The central clock is governed by light / dark circles and controls activity-related rhythms, including sleep/ wake cycles, the autonomic nervous system, core body temperature and melatonin secretion.
The peripheral clocks on the other hand are set by feeding/ fasting cycles, meaning they control physiological processes including the regulation of glucose and lipid levels, secretion of hormones, digestion and immune response.
What can a disruption to the circadian rhythm lead to?
In this day and age, irregular eating patterns, disordered sleep routines, reliance on coffee and the use of phones and laptops late on in the day are disturbing our internal clock, meaning we are out of sync with our environment.
The circadian system facilitates a large sequence of events and promotes balance within our bodies. Interrupting it has been shown to be detrimental to health in some living organisms, leading to weakened glucose and lipid homeostasis, negative effects on appetite hormones and more serious metabolic disorders (Kim, Jeong and Hong, 2015).
The effects of a disruption to the circadian rhythm have been researched in shift workers, who have irregular habits and consequentially have been found to have a number of negative outcomes including sleep disorders, metabolic disorders, depression and anxiety (Khan et al., 2018). These problems have been linked to alterations in genetic expressions which can then go on to contribute towards instances of more severe problems.
Can time-restricted feeding help?
Time-restricted feeding is an eating pattern whereby intake is restricted to certain hours of the day. It differs from intermittent fasting as fasting schedules exist depending on the circadian rhythm.
There is a large amount of difference between the activity occurring during the wake and sleep cycles. The wake cycle is associated with light, when we are active and feed, whereas the sleep cycle is the inverse – inactive period when we rest and fast. Our ability to align circadian patterns with behaviour patterns is an important consideration for optimal health and has been linked to reduced instances of metabolic disorders.
Research in experimental models has found that maintaining a feeding-fasting cycle, which is aligned with external cues can reduce the likelihood of chronic diseases which negatively impact health. Further, a study carried out on rats discovered that time-restricted feeding restored rhythms in feeding-fasting, metabolic and nutrient-sensing pathways (Manoogian and Panda, 2017).
Should we make changes to our usual ways?
At this time, I don’t think the research definitively states there is a certain way which we should or should not approach this. Further, there does not appear to be enough evidence carried out on humans currently and we cannot form generalisations from animal studies.

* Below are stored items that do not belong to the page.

PR #45, opened 2026-01-23
Allow custom RPC configuration in localhost client

beeman:
This PR enables connecting the default localhost rpc client to a custom rpc and websocket url by exposing a new optional property `rpc`.

This is useful for connecting the client to a test validator running in a container [like this](https://github.com/beeman/testcontainers).

### DIFF
--- a/packages/kit-plugin-rpc/src/index.ts
+++ b/packages/kit-plugin-rpc/src/index.ts
@@ -65,6 +65,6 @@ export function rpc<TClusterUrl extends ClusterUrl>(
  *
  * @see {@link rpc}
  */
-export function localhostRpc() {
-    return rpc('http://127.0.0.1:8899', { url: 'ws://127.0.0.1:8900' });
+export function localhostRpc(url?: string, rpcSubscriptionsConfig?: { url: string }) {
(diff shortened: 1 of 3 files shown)


beeman:
Thanks for the review and comment @lorisleiva. 

I considered adding these properties but decided to try and implement a solution with the minimal amount of changes required - that's why I went with passing along `rpc`.

I'd love to have this use specific case supported through the plugins, so more than happy to update this PR.

Is your idea to pass it along like so? Or is there a better/easier way to do this?

```ts
// update the localhostRpc
export function localhostRpc(url?: string, rpcSubscriptionsConfig?: { url: string }) {
    return rpc(url ?? 'http://127.0.0.1:8899', rpcSubscriptionsConfig ?? { url: 'ws://127.0.0.1:8900' });
}
```

```ts
// update where it's used
export function createDefaultLocalhostRpcClient(
    config: { payer?: TransactionSigner; rpcSubscriptionsConfig?: { url: string }; url?: string } = {},
) {
    return createEmptyClient()
        .use(localhostRpc(config.url, config.rpcSubscriptionsConfig))
        .use(airdrop())
        .use(payerOrGeneratedPayer(config.payer))
        .use(defaultTransactionPlannerAndExecutorFromRpc())
        .use(sendTransactions());
}
```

However, the findings of many of the studies to date have posed insightful outcomes and encourage the continuation of research in this area.

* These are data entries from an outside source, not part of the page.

PR #49, opened 2026-01-27
feat(litesvm): add transaction result assertions and type guards

amilz:
## Summary of Changes
Add utility functions for type-safe handling of LiteSVM transaction results including:
- Type guards: `isSuccessfulTransaction`, `isFailedTransaction`,` isSuccessfulSimulation`
- Assertions: `assertIsSuccessfulTransaction`, `assertIsFailedTransaction`, `assertIsSuccessfulSimulation`
- Type definitions: `SendTransactionResult`, `TransactionResult`, `SimulationResult`
- Unit tests

## Problem Solved
LiteSVM transaction methods (`sendTransaction`, `airdrop`, `simulateTransaction`, `getTransaction`) return union types that can be successful results, failures, or `null`. Without type guards, developers must write repetitive boilerplate to safely narrow these types before accessing result-specific methods like `computeUnitsConsumed()` or `err()`.  

Alternatively, this could go into LiteSVM sdk directly and reexported here, but I feel ammending your litesvm pr could risk slowing down that merge. WDYT @lorisleiva?

### DIFF
--- a/packages/kit-plugin-litesvm/src/assertions.ts
+++ b/packages/kit-plugin-litesvm/src/assertions.ts
@@ -1,0 +1,125 @@
+import type { FailedTransactionMetadata, TransactionMetadata } from '@loris-sandbox/litesvm-kit';
+import { SimulatedTransactionInfo } from '@loris-sandbox/litesvm-kit';
+
+export type { FailedTransactionMetadata, TransactionMetadata } from '@loris-sandbox/litesvm-kit';
+export { SimulatedTransactionInfo } from '@loris-sandbox/litesvm-kit';
+
+/** Result from `sendTransaction`. */
+export type SendTransactionResult = FailedTransactionMetadata | TransactionMetadata;
+
+/** Result from `airdrop` or `getTransaction` (can be `null`). */
+export type TransactionResult = FailedTransactionMetadata | TransactionMetadata | null;
+
+/** Result from `simulateTransaction`. */
+export type SimulationResult = FailedTransactionMetadata | SimulatedTransactionInfo;
+
+/**
+ * Checks if a transaction result is successful (`TransactionMetadata`).
+ *
+ * @example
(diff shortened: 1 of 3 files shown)


lorisleiva:
Hey @amilz, these helpers could be useful but my main concern is that they would be re-exported from `@solana/kit-plugins` and, without context, it wouldn't be clear that say `isSuccessfulTransaction` is related to the `LiteSVM` API.

IMO, a better approach is to expose the `client.svm` instance (for things like `addProgramFromFile` or `setAccount`) but we abstract it for sending and confirming transactions.

The `instruction-plans` plugin allows this because it creates a `transactionPlanner` and a `transactionPlanExecutor` given a `LiteSVM` instance. I'm actually about to tweak this plugin a little to improve its developer experience as we've made some new changes to `@solana/kit` itself to accommodate for this.

For instance, it has new type guards for `TransactionPlanResults` so you can do things like `assertIsSuccessfulTransactionPlanResult` ([PR](https://github.com/anza-xyz/kit/pull/1253), [PR](https://github.com/anza-xyz/kit/pull/1254)) and never have to worry about the fact that it was sent using an RPC or a LiteSVM instance.

We're also going to rename `client.send` to `client.sendTransactions` so we can add a new simpler `client.sendTransaction` helper that lets you focus on a single transaction result instead of a whole plan. In the end, you will be able to handle sending transactions like so:

```ts
const client = await createDefaultLiteSVMClient();
client.svm.setAccount(myTestAccount);
client.svm.addProgramFromFile(myProgramAddress, 'program.so');

const result = await client.sendTransaction([instructionA, instructionB]); // or pass an already prepared `TransactionMessage` directly.
console.log(result.status.signature);
```

What do you think?

amilz:
Sounds awesome @lorisleiva ! Happy to take a look/test it out if you want to tag me whenever that's up.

Nowadays, there are certain things we cannot avoid / control for and so changes are not always achievable or practical. Nevertheless, we can minimise the potential negative effects by focussing on a few small, manageable tweaks to our day to day life –
– Create a more consistent daily routine – try to wake up at the same time each day
– Get into the habit of a good night time routine
– Avoid using your phone / laptop an hour before going to bed – or at least switch it to light mode
– Leave at least 2 hours for your meal to digest before going to bed
– Limit caffeine consumption, especially later in the day
Kim, T., Jeong, J. and Hong, S. (2015). The Impact of Sleep and Circadian Disturbance on Hormones and Metabolism. International Journal of Endocrinology, 2015, pp.1-9.
Khan, S., Duan, P., Yao, L. and Hou, H. (2018). Shiftwork-Mediated Disruptions of Circadian Rhythms and Sleep Homeostasis Cause Serious Health Problems. International Journal of Genomics, 2018, pp.1-11.
Manoogian, E. and Panda, S. (2017). Circadian rhythms, time-restricted feeding, and healthy aging. Ageing Research Reviews, 39, pp.59-67.